BRIEF>
Which lines of the records below contain the word "lowercasedClassName"? Copy each of them out.

DATA TO PROCESS>
'''
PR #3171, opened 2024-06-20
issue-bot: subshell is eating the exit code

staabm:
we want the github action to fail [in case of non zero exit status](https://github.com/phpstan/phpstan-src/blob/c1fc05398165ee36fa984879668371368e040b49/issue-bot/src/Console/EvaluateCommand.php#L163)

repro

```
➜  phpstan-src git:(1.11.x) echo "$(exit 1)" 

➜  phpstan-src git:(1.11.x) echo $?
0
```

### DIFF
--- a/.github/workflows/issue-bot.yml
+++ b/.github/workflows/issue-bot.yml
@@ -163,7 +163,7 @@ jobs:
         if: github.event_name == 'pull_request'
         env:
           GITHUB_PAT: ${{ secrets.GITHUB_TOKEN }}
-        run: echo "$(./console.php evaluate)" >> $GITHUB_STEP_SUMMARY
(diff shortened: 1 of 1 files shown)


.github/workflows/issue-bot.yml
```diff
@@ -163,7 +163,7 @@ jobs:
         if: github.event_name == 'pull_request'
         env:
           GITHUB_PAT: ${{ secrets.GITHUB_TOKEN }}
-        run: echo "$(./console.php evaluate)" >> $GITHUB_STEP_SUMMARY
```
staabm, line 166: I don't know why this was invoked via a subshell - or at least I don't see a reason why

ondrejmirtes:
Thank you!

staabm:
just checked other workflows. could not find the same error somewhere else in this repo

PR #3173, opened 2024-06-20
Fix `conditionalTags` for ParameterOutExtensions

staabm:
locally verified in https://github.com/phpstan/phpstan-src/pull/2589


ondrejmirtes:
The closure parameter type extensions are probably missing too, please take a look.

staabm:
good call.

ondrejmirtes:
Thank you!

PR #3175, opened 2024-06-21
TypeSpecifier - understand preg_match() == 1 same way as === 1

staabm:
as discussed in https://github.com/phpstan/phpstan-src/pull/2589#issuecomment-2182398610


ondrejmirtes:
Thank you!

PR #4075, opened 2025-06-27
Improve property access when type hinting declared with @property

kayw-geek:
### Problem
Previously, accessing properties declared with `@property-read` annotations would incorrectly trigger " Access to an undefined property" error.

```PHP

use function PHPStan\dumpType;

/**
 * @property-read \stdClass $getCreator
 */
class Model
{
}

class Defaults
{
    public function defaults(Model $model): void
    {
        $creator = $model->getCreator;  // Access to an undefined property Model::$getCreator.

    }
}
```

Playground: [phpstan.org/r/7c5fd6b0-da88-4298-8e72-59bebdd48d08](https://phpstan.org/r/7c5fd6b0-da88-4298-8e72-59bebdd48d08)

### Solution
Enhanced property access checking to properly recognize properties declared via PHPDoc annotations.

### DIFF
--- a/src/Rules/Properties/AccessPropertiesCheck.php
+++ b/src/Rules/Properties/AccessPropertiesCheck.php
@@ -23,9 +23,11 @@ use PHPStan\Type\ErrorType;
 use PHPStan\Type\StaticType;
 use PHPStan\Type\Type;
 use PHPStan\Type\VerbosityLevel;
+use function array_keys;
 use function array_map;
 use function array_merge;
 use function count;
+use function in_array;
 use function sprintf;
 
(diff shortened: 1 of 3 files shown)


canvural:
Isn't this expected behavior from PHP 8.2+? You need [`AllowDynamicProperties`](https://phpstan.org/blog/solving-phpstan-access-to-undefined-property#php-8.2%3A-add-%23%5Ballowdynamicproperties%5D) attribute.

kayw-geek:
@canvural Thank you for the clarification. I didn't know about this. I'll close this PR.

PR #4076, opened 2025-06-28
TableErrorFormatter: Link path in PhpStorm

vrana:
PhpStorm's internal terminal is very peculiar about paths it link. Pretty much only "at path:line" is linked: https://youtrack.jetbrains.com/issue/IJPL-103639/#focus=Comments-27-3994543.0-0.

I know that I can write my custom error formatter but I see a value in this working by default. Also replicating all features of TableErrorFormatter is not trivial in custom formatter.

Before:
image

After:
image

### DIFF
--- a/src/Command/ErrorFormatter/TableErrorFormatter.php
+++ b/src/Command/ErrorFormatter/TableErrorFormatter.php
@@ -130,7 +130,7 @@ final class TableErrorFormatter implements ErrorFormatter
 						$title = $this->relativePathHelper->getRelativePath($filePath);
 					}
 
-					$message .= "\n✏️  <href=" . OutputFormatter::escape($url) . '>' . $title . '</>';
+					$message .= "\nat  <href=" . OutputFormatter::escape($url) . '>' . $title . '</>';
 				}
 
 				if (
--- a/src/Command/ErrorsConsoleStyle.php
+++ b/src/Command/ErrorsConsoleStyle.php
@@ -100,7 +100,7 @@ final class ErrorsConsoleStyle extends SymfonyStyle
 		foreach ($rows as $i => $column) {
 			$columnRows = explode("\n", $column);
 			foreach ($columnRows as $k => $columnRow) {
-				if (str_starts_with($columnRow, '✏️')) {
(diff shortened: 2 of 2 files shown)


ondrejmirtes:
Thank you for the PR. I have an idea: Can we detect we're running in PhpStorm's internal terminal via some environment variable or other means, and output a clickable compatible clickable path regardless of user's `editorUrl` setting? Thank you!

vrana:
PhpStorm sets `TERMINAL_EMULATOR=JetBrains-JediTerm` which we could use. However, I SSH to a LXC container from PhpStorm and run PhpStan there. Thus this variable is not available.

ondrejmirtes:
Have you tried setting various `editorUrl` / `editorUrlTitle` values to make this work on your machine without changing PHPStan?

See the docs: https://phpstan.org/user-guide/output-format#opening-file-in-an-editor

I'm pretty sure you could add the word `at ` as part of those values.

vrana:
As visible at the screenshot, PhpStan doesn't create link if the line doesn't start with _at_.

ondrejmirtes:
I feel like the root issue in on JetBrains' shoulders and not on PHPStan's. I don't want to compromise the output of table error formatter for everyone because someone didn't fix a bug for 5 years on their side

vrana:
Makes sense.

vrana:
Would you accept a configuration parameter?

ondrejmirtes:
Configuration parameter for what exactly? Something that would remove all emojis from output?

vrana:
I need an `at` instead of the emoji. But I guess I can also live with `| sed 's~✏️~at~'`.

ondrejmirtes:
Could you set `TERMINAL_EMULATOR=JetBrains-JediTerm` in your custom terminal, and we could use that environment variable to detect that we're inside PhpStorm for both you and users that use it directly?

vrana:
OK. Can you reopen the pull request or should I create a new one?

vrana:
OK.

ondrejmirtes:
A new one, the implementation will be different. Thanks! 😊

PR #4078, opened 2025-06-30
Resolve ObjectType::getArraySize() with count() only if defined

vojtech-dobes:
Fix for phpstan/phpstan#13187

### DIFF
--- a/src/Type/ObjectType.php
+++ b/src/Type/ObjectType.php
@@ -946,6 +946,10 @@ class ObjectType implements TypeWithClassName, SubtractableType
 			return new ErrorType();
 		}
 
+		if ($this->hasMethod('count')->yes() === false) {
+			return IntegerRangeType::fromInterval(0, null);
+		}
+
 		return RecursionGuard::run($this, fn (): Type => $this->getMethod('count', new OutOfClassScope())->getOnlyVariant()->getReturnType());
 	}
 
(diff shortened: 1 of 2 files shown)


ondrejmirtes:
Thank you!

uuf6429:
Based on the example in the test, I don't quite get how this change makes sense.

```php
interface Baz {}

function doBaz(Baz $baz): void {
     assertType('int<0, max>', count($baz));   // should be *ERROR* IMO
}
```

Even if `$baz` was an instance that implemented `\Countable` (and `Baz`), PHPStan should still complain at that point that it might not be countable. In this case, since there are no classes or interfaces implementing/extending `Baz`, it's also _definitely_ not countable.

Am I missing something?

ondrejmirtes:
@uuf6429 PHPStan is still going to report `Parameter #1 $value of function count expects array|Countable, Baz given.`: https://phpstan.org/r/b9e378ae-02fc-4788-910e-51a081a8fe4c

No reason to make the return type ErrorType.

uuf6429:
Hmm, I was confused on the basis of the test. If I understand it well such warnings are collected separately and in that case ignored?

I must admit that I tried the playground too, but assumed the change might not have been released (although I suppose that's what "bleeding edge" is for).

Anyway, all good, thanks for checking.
'''
'''
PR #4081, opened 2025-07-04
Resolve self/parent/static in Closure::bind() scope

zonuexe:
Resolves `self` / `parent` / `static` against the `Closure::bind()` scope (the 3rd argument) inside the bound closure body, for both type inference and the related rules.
'''
'''
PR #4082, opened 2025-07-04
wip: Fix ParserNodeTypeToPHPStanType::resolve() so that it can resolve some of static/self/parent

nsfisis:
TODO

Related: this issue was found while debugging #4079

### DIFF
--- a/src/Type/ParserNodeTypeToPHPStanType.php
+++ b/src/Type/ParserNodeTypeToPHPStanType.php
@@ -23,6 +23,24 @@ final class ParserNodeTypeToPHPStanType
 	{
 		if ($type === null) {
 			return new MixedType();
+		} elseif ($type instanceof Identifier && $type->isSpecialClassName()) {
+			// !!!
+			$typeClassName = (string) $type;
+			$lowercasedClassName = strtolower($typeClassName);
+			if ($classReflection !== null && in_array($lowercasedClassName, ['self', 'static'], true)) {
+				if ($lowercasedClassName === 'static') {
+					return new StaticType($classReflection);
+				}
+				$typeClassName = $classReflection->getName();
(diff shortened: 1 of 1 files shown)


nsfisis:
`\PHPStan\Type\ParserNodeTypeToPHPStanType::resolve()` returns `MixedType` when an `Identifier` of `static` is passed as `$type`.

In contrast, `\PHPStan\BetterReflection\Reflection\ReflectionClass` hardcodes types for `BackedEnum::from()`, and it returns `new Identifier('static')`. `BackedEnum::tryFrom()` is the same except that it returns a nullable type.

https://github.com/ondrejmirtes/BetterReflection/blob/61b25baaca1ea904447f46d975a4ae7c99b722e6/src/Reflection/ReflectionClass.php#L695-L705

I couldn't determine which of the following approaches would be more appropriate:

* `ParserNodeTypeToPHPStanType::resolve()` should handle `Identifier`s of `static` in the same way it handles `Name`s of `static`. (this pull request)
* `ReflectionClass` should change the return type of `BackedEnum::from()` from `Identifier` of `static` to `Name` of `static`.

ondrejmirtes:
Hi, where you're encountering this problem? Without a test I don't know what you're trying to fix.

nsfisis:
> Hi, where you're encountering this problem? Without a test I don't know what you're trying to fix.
'''
TASK ANSWER>
+			$lowercasedClassName = strtolower($typeClassName);
+			if ($classReflection !== null && in_array($lowercasedClassName, ['self', 'static'], true)) {
+				if ($lowercasedClassName === 'static') {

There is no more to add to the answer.